The spectrum of thinkers among balanced growth advocates agreed on one thing. The crux of the problem lay in what underdeveloped societies were not: they were not developed. The circularity required that they had to be transformed without creating underlying imbalances that might throw a society off course—and fall prey to radical prophets. From one equilibrium state, planners had to create avenues to deliver societies to another equilibrium state. Against this backdrop, it is clear why Hirschman’s ruminations in 1954 at MIT did not go over well.
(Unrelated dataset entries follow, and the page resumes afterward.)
PR #17, opened 2015-05-18
Client.send() should not attempt to make an API if no messages

parkr:
If no messages are passed to Client.send(), then skip the message call altogether.

Wasn't sure how to test this. /cc @tj


tj:
sgtm!

parkr:
thanks @tj!!!

PR #19, opened 2015-07-15
Allow custom timestamps

### LINKED ISSUE #13: Timestamp is always overwritten
`setTimestamp()` is always called upon `queue()`.. disregarding if we had previously set some value there.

Hirschman was skeptical of overarching models, he was less inclined to pathologize backwardness, and he was getting more interested in the role of disequilibria in history. So, it was a surprise to receive another overture from the United States two years later.

At the time, the Department of Economics at Yale was a rebuilding powerhouse, largely the effects of Reynolds’ energies and vision—and Ford Foundation support. Once famous in the 1920s as the home of Irving Fisher, it had fallen behind Harvard, Chicago, and MIT. Reynolds was the kind of chairman with an eye for smart scholars with original turns of mind, like Schelling. He also spotted a hot new field, development economics. The institutional match was therefore a good one for Hirschman. Reynolds had secured support from the Ford Foundation to endow the Irving Fisher Visiting Professorship with the idea of promoting “problem-oriented research.” This was good for one year. Hirschman was the first holder.

There were also significant affective ties at Yale. Some of Hirschman’s old colleagues from the Marshall Plan had moved there, such as Henry Wallich, who had worked on German reconstruction and later became a governor of the Federal Reserve Board and for whom Albert had a special affection; Robert Triffin, a former Fed colleague and soon-to-be critic of the Bretton Woods system; and Schelling, who had also served under the Marshall Plan. Wallich himself had launched Yale’s first course in the economics of underdevelopment and so was especially keen to learn from his friend’s extensive, firsthand experiences. This group wanted to “rescue” Hirschman from what they regarded as tropical oblivion. Schelling had been present at the MIT conference and was more enthusiastic about
Hirschman’s insights than the hosts. The two had remained in touch over the years, swapping holiday cards; one year, the Hirschmans sent the Schellings a card bearing a cartoon of the family with Albert up a banana tree with Sarah and the girls looking up at him, bearing the caption “An excellent food is the banana, Let’s eat it today and plan it mañana!” The ironic take on economic orthodoxy was kindred with Schelling’s. At the time he was working on his own landmark book,
The Strategy of Conflict
, about bargaining and strategic behavior; never part of the mainstream, Schelling and Hirschman were natural companions—hence the grinning allusion to “a highly exploitable opportunity.” Little did Hirschman know that Schelling had played a hand behind the scenes. Intrigued by the MIT paper about Colombia’s successes and upon hearing of the last-minute Ford grant for the visiting professorship, Schelling urged Reynolds to contact his friend.